-------- Exercise materials

PR #1600, opened 2018-05-17
Fix structure of title SVG

ferdnyc:
`Creative_Commons_1.svg` had an odd "switch" structure in it (marked as an Illustrator extension) that confuses resvg. This fixes up the file by removing the `<switch>`, but leaving the rendering unchanged.


peanutbutterandcrackers:
A non-free software was used in the making of this free software gem!? Richard Stallman just shed a single drop of tear in his pool of GPL3+ Licensed tear.

DylanC:
@ferdnyc - Good find! :)

ferdnyc:
@N3WWN gets the credit, he noticed the rendering issue while testing resvg. I just diffed the SVG source against `Creative_Commons_2.svg` to see where they diverged. Once the Illustrator-tagged section jumped out at me, a little Inkscape object-tree pruning fixed it right up.

ferdnyc:
> A non-free software was used in the making of this free software gem!? Richard Stallman just shed a single drop of tear in his pool of GPL3+ Licensed tear.

Yeah, I'm not _entirely_ clear what the deal with that was — it's possible that Illustrator wasn't involved in creating the title SVG, but rather was used to create the orginal Creative Commons logotype, which was then inserted into the title SVG. Its status as a `<foreignObject>` would seem to favor that interpretation.

peanutbutterandcrackers:
Hmm... I see. That makes sense.

Long live InkScape! Viva La Free Software!

:D

DylanC:
This is a nice change to get in ahead of the possible resvg usage in the future. Even with or without resvg we shouldn't have strange artifacts like this in the svg files. Happy to merge this in.

Issue #293, opened 2016-08-31
Open recently silently fails if path/file don't exist


msbentley:
Using OpenShot 2.1 on ubuntu 16.04 x64, I renamed a directory containing a recent project. When I try to open the project from the "File / Recent Projects" menu, the program doesn't report a file not found message, but just silently ignores the request.

DylanC:
@msbentley - Agreed. We should be outputting a visual error message here.

peanutbutterandcrackers:
@DylanC - Still not fixed in v.2.4.1 Tested today. So, yeah...

peanutbutterandcrackers:
@DylanC - Wonder if we should do prioritizations and milestones too. Like "This enhancement will be solved in v2.4.2" or something...

DylanC:
@peanutbutterandcrackers - True. Something like that would be nice!

peanutbutterandcrackers:
@DylanC - Perhaps you should write to Mr. Thomas regarding that (and also informing him about the pull request that awaits his approval). I would also like to suggest making very small version number bumps. Let's have OpenShot v2.4.2 after v 2.4.1. Let's even have 'unstable' and 'stable' versions, aside of the daily builds. Let's have v2.4.x where x is an even number, be stable - bug fix release and 2.4.x where x is an odd number be an enhancement release --- like GIMP does. And let's have the Major.Minor.x go up to Major.Minor.42 before finally going up to Major.Minor+1.0, or something similar. I'd like to see OpenShot be around even after 25 more years.

PR #1605, opened 2018-05-22
WIP: Attempting to open a recent project which has moved will no longer fail silently.

bnieuwveld:
OpenShot will also offer to remove the missing file from the Recent Projects menu.

### DIFF
--- a/src/windows/main_window.py
+++ b/src/windows/main_window.py
@@ -455,6 +455,23 @@ class MainWindow(QMainWindow, updates.UpdateWatcher):
                 self.load_recent_menu()
 
                 log.info("Loaded project {}".format(file_path))
+            else:
+                # If statement is required, as if the user hits "Cancel"
+                # on the load file dialog, it is interepreted as trying
+                # to open a file with a blank name. This could use
+                # some improvement.
+                if file_path != "":
+                    log.info("File not found at {}".format(file_path))
+                    ret = QMessageBox.question(self, 
+                                        _("Error Opening Project"), 
+                                        _("Could not find project {}. Would you like to remove it from the Recent Projects menu?".format(file_path)),
+                                        QMessageBox.No | QMessageBox.Yes)
+                    if ret == QMessageBox.Yes:
+                        self.remove_recent_project(file_path)
+                        log.info("Removing {} from Recent Projects.".format(file_path))
+                        
+                        # Load recent projects again
+                        self.load_recent_menu()
 
         except Exception as ex:
             log.error("Couldn't open project {}".format(file_path))
@@ -1882,6 +1899,15 @@ class MainWindow(QMainWindow, updates.UpdateWatcher):
         for file_path in reversed(recent_projects):
             new_action = self.recent_menu.addAction(file_path)
             new_action.triggered.connect(functools.partial(self.recent_project_clicked, file_path))
+            
+    # Remove a project from the Recent menu if it cannot be found by OpenShot.
+    def remove_recent_project(self, file_path):
+        s = settings.get_settings()
+        recent_projects = s.get("recent_projects")      
+        if file_path in recent_projects:
+            recent_projects.remove(file_path)
+        s.set("recent_projects", recent_projects)
+        s.save()
 
     def recent_project_clicked(self, file_path):
         """ Load a recent project when clicked """


peanutbutterandcrackers:
Resolves (the long over-due) issue #293. :)

Awesome!

peanutbutterandcrackers:
@ferdnyc: I had the following suggestions regarding this PR, on slack. I thought perhaps you'd have some more input.

>The pop up doesn't give any explanation, which I think might be necessary. "Perhaps it has been moved or deleted?" would have been great. I wonder if you could put in a small check-box (with smaller fonts) the could be checked to remove the project from the recent-files list and only have [okay] button in the pop-up box. I am afraid the current one might be a little bit confusing to many users as often they are only used to clicking 'yes' instead of actually reading the message. Just a thought.

Basically, what I proposed was this:

**Could not find project *%s*. Perhaps it has been moved or deleted.**
- [ ] Remove *%s* from Recent Projects menu
                                                                                               [OKAY]

Sorry, I couldn't markdown it properly. But I hope you understand.

Any suggestions?

I think the dialogue should also offer to browse for the moved project file, though... implied by the issue mentioned above.

ferdnyc:
As always, I think looking at other software is wise.

Here's how Audacity handles a missing Recent file:
image
Blender also displays an error message (not in a dialog, just as a transient popup that doesn't need to be confirmed) and removes the file from the recent list.

GIMP, OTOH, displays a "Could not open file" error in its messages panel, but leaves the file in the list. (GIMP's interface is terrible, though, so we shouldn't be looking to emulate it.)

I'd be most curious how software like Photoshop or Final Cut handles this, unfortunately right now I don't have access to any of those to test.

My instinct says that just removing the file from the list, automatically and without asking the user for permission, is probably the right move. A bad path in the recent list isn't really of any use to anyone. Either the file's been deleted, in which case no need to keep it around, or it's been moved to a new location, and when they open it from that other location it'll get added back to the list. But pruning bad paths from the list leaves more room to keep a list of _good_ paths, since slots on the Recent list are limited.

ferdnyc:
> A bad path in the recent list isn't really of any use to anyone. Either the file's been deleted, in which case no need to keep it around, or it's been moved to a new location, and when they open it from that other location it'll get added back to the list.

I suppose technically a third possibility exists, that the file is merely _temporarily_ offline (like, on removable media) and might return at some later date. But, while I had to mention it for completeness' sake, I really don't feel like that's a common enough situation to design around.

DylanC:
@bnieuwveld Do you want to rebase this on the develop branch? Will probably be needed before we could merge.

peanutbutterandcrackers:
@DylanC - Cap'ain, this is still a work in progress. Work is still to be done regarding the cleanup of recent files and stuff. Perhaps we need to wait a little longer...

bnieuwveld:
@DylanC @peanutbutterandcrackers - Yes, I've been out of action for quite a few weeks, so this definitely needs a look with some fresh eyes. Rebasing the changes would be a good idea though.

ferdnyc:
@peanutbutterandcrackers wrote:
> I think the dialogue should also offer to browse for the moved project file, though... implied by the issue mentioned above.

I would caution against this, only because it makes a lot more assumptions than you might think about the user's intentions and needs.
1. We don't _know_ the file was moved. 
   1. It could've been deleted, in which case there's nothing to browse for.
   1. It could've been renamed, in which case browsing for _that_ filename specifically won't work, so we'd just have to trigger an Open Project...
   1. It could be on an unmounted drive or disconnected network share, in which case they'll need to switch out of OpenShot and make it accessible before they can open it.
   1. They might've just accidentally clicked the wrong entry in the Recent list, and need to click a different one instead.
1. Not all users load project files through the application's browser. The user may prefer to quit OpenShot, use the Explorer/Finder/etc to browse for (or even _search_ for) the project file, and double-click it to relaunch OpenShot. Forcing them into the built-in file browser isn't helpful to those people.
1. If we're just triggering a general Open Project... browse (see 1.2), there's no real benefit to the user by asking if they want to do that. For users who _do_ want to do that, the Open Project toolbar button requires exactly the same 1 clicks as a "Yes" button in a dialog offering to browse. But if they _don't_ want to do that, then we're getting in their way if we make them click "No" on that same dialog to escape our over-"helping".

bnieuwveld:
@peanutbutterandcrackers @ferdnyc - Where did we ever land on this one? My immediate thought would be a message box offering to either browse for the file (though, personally, I'd basically never do this), or remove it from the Recent Projects menu - at least that way it gives the user a choice. However, it might be testing my Qt skills...

speedytechdev:
Any devs on I need help ASAP please

ferdnyc:
> Any devs on I need help ASAP please

Someone else's unrelated PR is not a help forum. If you're having an issue, please [open a new Issue](https://github.com/OpenShot/openshot-qt/issues/new/choose). The project Issues are also not a help forum, so you need to describe your problem completely, not post "I need help". Nobody's going to help with whatever it is you need if they have to drag it out of you first.

speedytechdev:
I am support and this is the only place I could find help. Everyone is reporting that Openshot is crashing and I don't know what to do. Please help.

ferdnyc:
> I am support and this is the only place I could find help. Everyone is reporting that Openshot is crashing and I don't know what to do. Please help.

I told you how to get help. Please do not comment on this PR with unrelated issues again.

peanutbutterandcrackers:
I agree (or rather, can't disagree) with @ferdnyc (after reading his arguments).

bnieuwveld:
> If we wanted to show a message when removing an inaccessible Recents entry

...which I think we do, because a lack of any sort of feedback just doesn't feel right to me. (But I'm happy to hear any disagreements to this!)

> OpenShot's sadly-underused status line would seem like a reasonable place

True, I forgot about the status bar - and agree that it seems like a fitting use for it. Once I make the enhancement (and given the age of this one!), I will open a new PR and close out this one.

peanutbutterandcrackers:
Once your new PR is submitted, we can test it out and give feedbacks. All the very best! :+1: :)

peanutbutterandcrackers:
Well, we can always go back to either [this](https://user-images.githubusercontent.com/538020/40578757-bd0da184-60e7-11e8-8247-2249eff91545.png) or checked-by-default radio button - [this](https://github.com/OpenShot/openshot-qt/pull/1605#issuecomment-391225459) if the status bar idea - alone - doesn't feel quite right to you (both mentioned above).

bnieuwveld:
Superseded by #2202

PR #1627, opened 2018-05-30
Remove ActionGroup from Effects pane

ferdnyc:
The Effects pane currently contains an ActionGroup containing "Show All", "Video", and "Audio" filter buttons.

There are no Audio effects, making this a pointless waste of space (and pushing the clear button for the Filter input into an overflow menu, when the pane is sized to a comfortable width).

This change removes the ActionGroup, and updates the stored Effects pane width in the Advanced view to a narrower size that comfortably holds two columns of Effects with no wasted space.

screenshot from 2018-05-29 22-57-53


peanutbutterandcrackers:
Umm.....

So, OpenShot 1.x did have quite a lot of audio effects. [The plan](https://www.openshot.org/blog/2018/01/01/happy-new-year-2018/) is to port all those effects to 2.x series. Perhaps that is the reason why the ActionGroup is there.

ferdnyc:
That's cool. And as with the Anchor Property, those filters can be added back in _if_ and when that ever happens. But until then, and as things stand right now, it's nothing but useless clutter.

ferdnyc:
I'll need to resubmit this against the `develop` branch.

----------------

**Exercise prompt**
Keeping every character as it is, restate the lines above that run from the line with "As always, I" through the line with "I'd be most", both included, and nothing else.

**Answer**
As always, I think looking at other software is wise.

Here's how Audacity handles a missing Recent file:
image
Blender also displays an error message (not in a dialog, just as a transient popup that doesn't need to be confirmed) and removes the file from the recent list.

GIMP, OTOH, displays a "Could not open file" error in its messages panel, but leaves the file in the list. (GIMP's interface is terrible, though, so we shouldn't be looking to emulate it.)

I'd be most curious how software like Photoshop or Final Cut handles this, unfortunately right now I don't have access to any of those to test.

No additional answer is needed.